→ **PROBLEM DETAILS**: Locate the word "extra" in the entries below, then gather every line that holds it.

(Records contained in a dataset)
PR #531, opened 2021-10-22
[OKL][Feature] `@max_inner_dims` attribute

### LINKED ISSUE #307: New kernel qualifier macro
It is often helpful to give the kernel compiler some extra information about the number of threads (work-items) in a thread-block (work-group). For instance we can give the HIP compiler an upper bound on the number of threads in a thread-block (say 1024) as follows:

```__launch_bounds__(1024) __global__ void fooKernel(...) { ... }```

In fact for the current HIP release it is unfortunately the case that this must be specified when the thread-block size exceeds 256 (see https://github.com/ROCm-Developer-Tools/HIP/issues/1310 )

CUDA also has the same attribute. There is also an extra argument to the launch bounds qualifier for minimum number of thread-blocks (https://docs.nvidia.com/cuda/cuda-c-programming-guide/index.html#launch-bounds).

The kernel qualifiers in OpenCL are slightly different (see 6.7.2 of https://www.khronos.org/registry/OpenCL/specs/2.2/pdf/OpenCL_C.pdf )

**Proposal v1** - in an ideal world when we know the thread-block size at compile time OCCA will add kernel qualifiers for appropriate launch bounds (CUDA, HIP) or work-group size hint (OpenCL). 

**Proposal v2** - If it is too complicated to do Proposal v1, then it would neat to add an okl attribute for launch bounds @qualifier("inner sizes", B) where B could be a compiler define. This would be expanded to  __launch_bounds__(value of B) for CUDA/HIP or __attribute__((work_group_size_hint(value of B))) for OpenCL. Multi-dim variant would also be helpful.

### PR DESCRIPTION
**Pull request by kris-rowe**
## Description
Closes #307

Introduces a new loop attribute `@max_inner_dims(X, Y, Z)`, where `X`, `Y`, and `Z` are compile-time constants. 

Example usage:
```
@max_inner_dims(16,32)
for(int ib=0; ib < BLOCK_M; ++ib; @outer) {
  for(int jb=0; jb < BLOCK_N; ++jb; @outer) {
    ...
    for(int it=0; it < 32; ++it; @inner) {
      for(int jt=0; jt < 16; ++jt; @inner) {
      ...
      }
    }
  }
}
```

When the range of the `@inner` loops within an `@outer` block can be determined at compile-time (e.g., because they are constant), this attribute is added automatically.

## Details

If the outermost `@outer`-loop of a for-loop block is decorated with this OKL attribute, the following C++ attributes are added to the resulting backend kernel definitions:

- CUDA/HIP: `__launch_bounds(X*Y*Z)__`
- OpenCL: `__attribute__((reqd_work_group_size(X, Y, Z)))`
- DPC++: `[[sycl::reqd_work_group_size(X,Y,Z)]]`

The number of arguments given should be greater than or equal to the number of `@inner` loops in the block.

In the case where `@max_inner_dims` is specified and the the range of the `@inner` loops can be determined, the former takes precedence&mdash;overriding the kernel launch bounds that would be added automatically.

## Limitations

This attribute only affects the behaviour of the "launched" backends.
Currently CUDA, HIP, OpenCL, and DPC++ are supported: the Metal backend still needs an implementation.

### DIFF
--- a/src/occa/internal/lang/builtins/attributes.hpp
+++ b/src/occa/internal/lang/builtins/attributes.hpp
@@ -9,6 +9,7 @@
 #include <occa/internal/lang/builtins/attributes/implicitArg.hpp>
 #include <occa/internal/lang/builtins/attributes/inner.hpp>
 #include <occa/internal/lang/builtins/attributes/kernel.hpp>
+#include <occa/internal/lang/builtins/attributes/maxInnerDims.hpp>
 #include <occa/internal/lang/builtins/attributes/outer.hpp>
 #include <occa/internal/lang/builtins/attributes/restrict.hpp>
 #include <occa/internal/lang/builtins/attributes/shared.hpp>
--- a/src/occa/internal/lang/builtins/attributes/maxInnerDims.cpp
+++ b/src/occa/internal/lang/builtins/attributes/maxInnerDims.cpp
@@ -14,16 +14,10 @@ namespace occa {
         return name_;
       }
 
-      bool maxInnerDims::forFunction() const {
-        return true;
-      }
-
       bool maxInnerDims::forStatementType(const int sType) const {
-        return (sType 
-          & (statementType::function | statementType::functionDecl)
-          );
+        return (sType & statementType::for_);
       }
-
+      
       bool maxInnerDims::isValid(const attributeToken_t &attr) const {
         if (attr.kwargs.size()) {
           attr.printError("[@max_inner_dims] does not take kwargs");
--- a/src/occa/internal/lang/builtins/attributes/maxInnerDims.cpp
+++ b/src/occa/internal/lang/builtins/attributes/maxInnerDims.cpp
@@ -1,0 +1,62 @@
+#include <occa/internal/lang/expr.hpp>
+#include <occa/internal/lang/parser.hpp>
+#include <occa/internal/lang/statement.hpp>
+#include <occa/internal/lang/variable.hpp>
+#include <occa/internal/lang/builtins/attributes/maxInnerDims.hpp>
+
+namespace occa {
+  namespace lang {
+    namespace attributes {
+      maxInnerDims::maxInnerDims() {}
+
+      const std::string& maxInnerDims::name() const {
+        static const std::string name_{"max_inner_dims"};
+        return name_;
+      }
+
+      bool maxInnerDims::forFunction() const {
+        return true;
+      }
+
+      bool maxInnerDims::forStatementType(const int sType) const {
+        return (sType 
+          & (statementType::function | statementType::functionDecl)
+          );
+      }
+
+      bool maxInnerDims::isValid(const attributeToken_t &attr) const {
+        if (attr.kwargs.size()) {
+          attr.printError("[@max_inner_dims] does not take kwargs");
+          return false;
+        }
+        const auto argCount{attr.args.size()};
+        if (1 > argCount) {
+          attr.printError("[@max_inner_dims] expects at least one argument");
+          return false;
+        }
+        if(3 < argCount) {
+          attr.printError("[@max_inner_dims] takes at most 3 arguments");
+          return false;
+        }
+
+        for(auto&& arg : attr.args) {
+          exprNode *expr = arg.expr;
+          bool error = !(expr && expr->canEvaluate());
+          if(!error){
+            primitive value = expr->evaluate();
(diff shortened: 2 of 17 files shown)

### CODE REVIEW

**Review by noelchalmers — APPROVED** [review]
This works wonderfully. I've played around with it in the cuda lang test (tests/src/internal/lang/modes/cuda.cpp) by changing the multi-kernel source test to:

→ **YOUR SOLUTION**:
It is often helpful to give the kernel compiler some extra information about the number of threads (work-items) in a thread-block (work-group). For instance we can give the HIP compiler an upper bound on the number of threads in a thread-block (say 1024) as follows:
CUDA also has the same attribute. There is also an extra argument to the launch bounds qualifier for minimum number of thread-blocks (https://docs.nvidia.com/cuda/cuda-c-programming-guide/index.html#launch-bounds).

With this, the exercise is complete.